In geometric problem solving, two major bottlenecks persist: the difficulty of judging auxiliary constructions and the limited reasoning capacity of lightweight models. To address these, we propose a novel reinforcement learning paradigm for lightweight LLMs grounded in verifiable rewards. Our method introduces a group-wise contrastive masking mechanism that dynamically assigns positive/negative construction rewards based on contextual cues; incorporates a chain-length reward to encourage complete, stepwise reasoning; and jointly optimizes auxiliary construction generation, geometric theorem verification, and policy refinement. The resulting Group Contrastive Policy Optimization (GCPO) framework achieves an average 4.29% improvement over state-of-the-art baselines—including GRPO—on benchmarks such as Geometry3K and MathVista. Notably, GCPO enables low-cost models to approach the geometric reasoning performance of GPT-4o, marking the first approach to realize autonomous, verifiable, interpretable, and computationally efficient auxiliary construction decisions.

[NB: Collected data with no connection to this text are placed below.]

PR #54, opened 2020-12-31
Adding support for VIP Removal

rccarper:
*Description of changes:*
Adding support for VIPs being removed when their TTL expires.

### DIFF
--- a/source/s3_client.c
+++ b/source/s3_client.c
@@ -394,11 +394,8 @@ static void s_s3_client_start_destroy(void *user_data) {
     /* Iterate through the local list, removing each VIP. */
     while (!aws_linked_list_empty(&local_vip_list)) {
         struct aws_linked_list_node *vip_node = aws_linked_list_pop_back(&local_vip_list);
-
         struct aws_s3_vip *vip = AWS_CONTAINER_OF(vip_node, struct aws_s3_vip, node);
-
         aws_s3_vip_start_destroy(vip);
-        vip = NULL;
     }
 
     aws_event_loop_group_release(client->body_streaming_elg);
@@ -1947,6 +1944,7 @@ static int s_s3_client_add_vips_default(struct aws_s3_client *client, const stru
     }
 
     struct aws_byte_cursor server_name = aws_byte_cursor_from_string(client->synced_data.endpoint);
+    bool vip_added = false;
 
     for (size_t address_index = 0; address_index < aws_array_list_length(host_addresses); ++address_index) {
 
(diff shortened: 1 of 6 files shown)


source/s3_client.c
```diff
@@ -110,20 +111,25 @@ static void s_s3_client_on_acquire_http_connection(
     void *user_data);
 
 /* Schedule task for processing work. */
-static void s_s3_client_schedule_process_work_task_synced(struct aws_s3_client *client);
+static void s_s3_client_schedule_process_work_synced(struct aws_s3_client *client);
+
```
justinboswell, line 115: What is the difference between these two functions? One is commented, one is not, and says default in it :)

justinboswell (commented):
If I'm reading this right, we no longer have a TTL override for these records. That will possibly limit the available VIPs to the point where it will affect throughput. Have you tested that?

source/s3_client.c
rccarper: Default is the actual function in the vtable, the other one calls the vtable.  I'll add a comment for that!

justinboswell (approved):

source/s3_client.c
```diff
@@ -363,33 +383,31 @@ static void s_s3_client_start_destroy(void *user_data) {
...
-            aws_s3_vip_start_destroy(vip);
-            vip = NULL;
-        }
+        struct aws_s3_vip *vip = AWS_CONTAINER_OF(vip_node, struct aws_s3_vip, node);
 
-        s_s3_client_lock_synced_data(client);
-        s_s3_client_schedule_process_work_task_synced(client);
-        s_s3_client_unlock_synced_data(client);
+        aws_s3_vip_start_destroy(vip);
+        vip = NULL;
```
bretambrose, line 401: Seems useless

source/s3_client.c
```diff
@@ -1926,13 +1905,173 @@ static void s_s3_client_on_host_resolver_address_resolved(
...
+    for (size_t address_index = 0; address_index < aws_array_list_length(host_addresses); ++address_index) {
+
+        if (client->synced_data.active_vip_count >= client->ideal_vip_count) {
+            break;
+        }
+
+        if (client->synced_data.allocated_vip_count >= aws_s3_client_get_max_allocated_vip_count(client)) {
+            AWS_LOGF_WARN(
+                AWS_LS_S3_CLIENT,
+                "id=%p Allocated VIP count (%d) is greater than or equal to twice the amount of allowed VIPs (%d). "
```
bretambrose, line 1960: text here (twice) is kind of couple to the underlying, current threshold, could be reworded to be less likely to be come inaccurate in the future.

source/s3_client.c
```diff
@@ -1926,13 +1905,173 @@ static void s_s3_client_on_host_resolver_address_resolved(
...
+        aws_linked_list_push_back(&client->synced_data.vips, &vip->node);
+
+        AWS_LOGF_INFO(
+            AWS_LS_S3_CLIENT,
+            "id=%p Initiating creation of VIP with address '%s', total active vip count %d",
+            (void *)client,
+            (const char *)host_address_byte_cursor.ptr,
+            client->synced_data.active_vip_count);
+
+        s_s3_client_schedule_process_work_synced(client);
```
bretambrose, line 2016: This being called each iteration is a little odd.

bretambrose (approved):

Recent advances in large language models (LLMs) have demonstrated remarkable capabilities across diverse domains, particularly in mathematical reasoning, amid which geometry problem solving remains a challenging area where auxiliary construction plays a enssential role. Existing approaches either achieve suboptimal performance or rely on massive LLMs (e.g., GPT-4o), incurring massive computational costs. We posit that reinforcement learning with verifiable reward (e.g., GRPO) offers a promising direction for training smaller models that effectively combine auxiliary construction with robust geometric reasoning. However, directly applying GRPO to geometric reasoning presents fundamental limitations due to its dependence on unconditional rewards, which leads to indiscriminate and counterproductive auxiliary constructions. To address these challenges, we propose Group Contrastive Policy Optimization (GCPO), a novel reinforcement learning framework featuring two key innovations: (1) Group Contrastive Masking, which adaptively provides positive or negative reward signals for auxiliary construction based on contextual utility, and a (2) length reward that promotes longer reasoning chains. Building on GCPO, we develop GeometryZero, a family of affordable-size geometric reasoning models that judiciously determine when to employ auxiliary construction. Our extensive empirical evaluation across popular geometric benchmarks (Geometry3K, MathVista) demonstrates that GeometryZero models consistently outperform baselines (e.g. GRPO), achieving an average improvement of 4.29% across all benchmarks.